§ **Problem details**
You are asked to write out the entries exactly as they are given.
━━━ Source information ━━━
PR #321, opened 2023-03-29
Fix compilation bug in toolchain >= 1.70.0

### LINKED ISSUE #320: Compilation in setuptools_rust fails with `1.70.0-nightly` toolchain
# Assumptions

- problematic toolchain
-- `rustc 1.70.0-nightly (db0cbc48d 2023-03-26)`
-- `rustc 1.70.0-nightly (478cbb42b 2023-03-28)`
- toolchain not affected
-- `rustc 1.68.0-stable`

# Description

`wheel` package generation fails with latest toolchain, when `crate-type = ["cdylib"]` is not contained in `Cargo.toml`.

# Cause

The following command in build process will not work:

```
cargo rustc --lib --message-format=json-render-diagnostics --manifest-path Cargo.toml --release -v --features 'python pyo3/extension-module' --no-default-features -- --crate-type cdylib
```

Instead, following works:

```
cargo rustc --lib --message-format=json-render-diagnostics --manifest-path Cargo.toml --release -v --features 'python pyo3/extension-module' --no-default-features --crate-type cdylib
```

# Workaround

any of the following avoids the bug:

- Write `crate-type = ["cdylib"]` in `Cargo.toml`
- Write `args=["--crate-type", "cdylib"]` in initializer of `RustExtension`

Sample:

```py
                RustExtension(
                    'namespace.package', 'Cargo.toml',
                    binding = Binding.PyO3,
                    args = ["--crate-type", "cdylib"],
                )
```

I will create PRs later.

yasuo-ozu:
Fix #320

### DIFF
--- a/setuptools_rust/build.py
+++ b/setuptools_rust/build.py
@@ -28,7 +28,8 @@ from typing_extensions import Literal
 from ._utils import format_called_process_error
 from .command import RustCommand
 from .extension import Binding, RustBin, RustExtension, Strip
-from .rustc_info import get_rust_host, get_rust_target_list, get_rustc_cfgs
+from .rustc_info import get_rust_host, get_rust_target_list, get_rustc_cfgs, get_rust_version
+from semantic_version import Version
 
 
 class build_rust(RustCommand):
@@ -142,6 +143,7 @@ class build_rust(RustCommand):
 
         quiet = self.qbuild or ext.quiet
         debug = self._is_debug_build(ext)
+        is_new_toolchain = get_rust_version() >= Version('1.70.0-nightly')
 
         cargo_args = self._cargo_args(
             ext=ext, target_triple=target_triple, release=not debug, quiet=quiet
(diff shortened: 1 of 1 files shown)


adamreichold:
Is this behaviour on a path towards stabilization? Should we already commit to this approach?

setuptools_rust/build.py
```diff
@@ -142,6 +143,7 @@ def build_extension(
 
         quiet = self.qbuild or ext.quiet
         debug = self._is_debug_build(ext)
+        is_new_toolchain = get_rust_version() >= Version('1.70.0-nightly')
```
adamreichold, line 146: I think a more description name would be helpful (today's new is tomorrow's old). Also do we need to include "nightly" here? Can we compare directly against "1.70.0" or this considered larger than "1.70.0-nightly" by `Version`?

yasuo-ozu: Thank you. I will withdraw this PR and fix it in another PR.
━━━
§ **Written solution**
PR #321, opened 2023-03-29
Fix compilation bug in toolchain >= 1.70.0

### LINKED ISSUE #320: Compilation in setuptools_rust fails with `1.70.0-nightly` toolchain
# Assumptions

- problematic toolchain
-- `rustc 1.70.0-nightly (db0cbc48d 2023-03-26)`
-- `rustc 1.70.0-nightly (478cbb42b 2023-03-28)`
- toolchain not affected
-- `rustc 1.68.0-stable`

# Description

`wheel` package generation fails with latest toolchain, when `crate-type = ["cdylib"]` is not contained in `Cargo.toml`.

# Cause

The following command in build process will not work:

```
cargo rustc --lib --message-format=json-render-diagnostics --manifest-path Cargo.toml --release -v --features 'python pyo3/extension-module' --no-default-features -- --crate-type cdylib
```

Instead, following works:

```
cargo rustc --lib --message-format=json-render-diagnostics --manifest-path Cargo.toml --release -v --features 'python pyo3/extension-module' --no-default-features --crate-type cdylib
```

# Workaround

any of the following avoids the bug:

- Write `crate-type = ["cdylib"]` in `Cargo.toml`
- Write `args=["--crate-type", "cdylib"]` in initializer of `RustExtension`

Sample:

```py
                RustExtension(
                    'namespace.package', 'Cargo.toml',
                    binding = Binding.PyO3,
                    args = ["--crate-type", "cdylib"],
                )
```

I will create PRs later.

yasuo-ozu:
Fix #320

### DIFF
--- a/setuptools_rust/build.py
+++ b/setuptools_rust/build.py
@@ -28,7 +28,8 @@ from typing_extensions import Literal
 from ._utils import format_called_process_error
 from .command import RustCommand
 from .extension import Binding, RustBin, RustExtension, Strip
-from .rustc_info import get_rust_host, get_rust_target_list, get_rustc_cfgs
+from .rustc_info import get_rust_host, get_rust_target_list, get_rustc_cfgs, get_rust_version
+from semantic_version import Version
 
 
 class build_rust(RustCommand):
@@ -142,6 +143,7 @@ class build_rust(RustCommand):
 
         quiet = self.qbuild or ext.quiet
         debug = self._is_debug_build(ext)
+        is_new_toolchain = get_rust_version() >= Version('1.70.0-nightly')
 
         cargo_args = self._cargo_args(
             ext=ext, target_triple=target_triple, release=not debug, quiet=quiet
(diff shortened: 1 of 1 files shown)


adamreichold:
Is this behaviour on a path towards stabilization? Should we already commit to this approach?

setuptools_rust/build.py
```diff
@@ -142,6 +143,7 @@ def build_extension(
 
         quiet = self.qbuild or ext.quiet
         debug = self._is_debug_build(ext)
+        is_new_toolchain = get_rust_version() >= Version('1.70.0-nightly')
```
adamreichold, line 146: I think a more description name would be helpful (today's new is tomorrow's old). Also do we need to include "nightly" here? Can we compare directly against "1.70.0" or this considered larger than "1.70.0-nightly" by `Version`?

yasuo-ozu: Thank you. I will withdraw this PR and fix it in another PR.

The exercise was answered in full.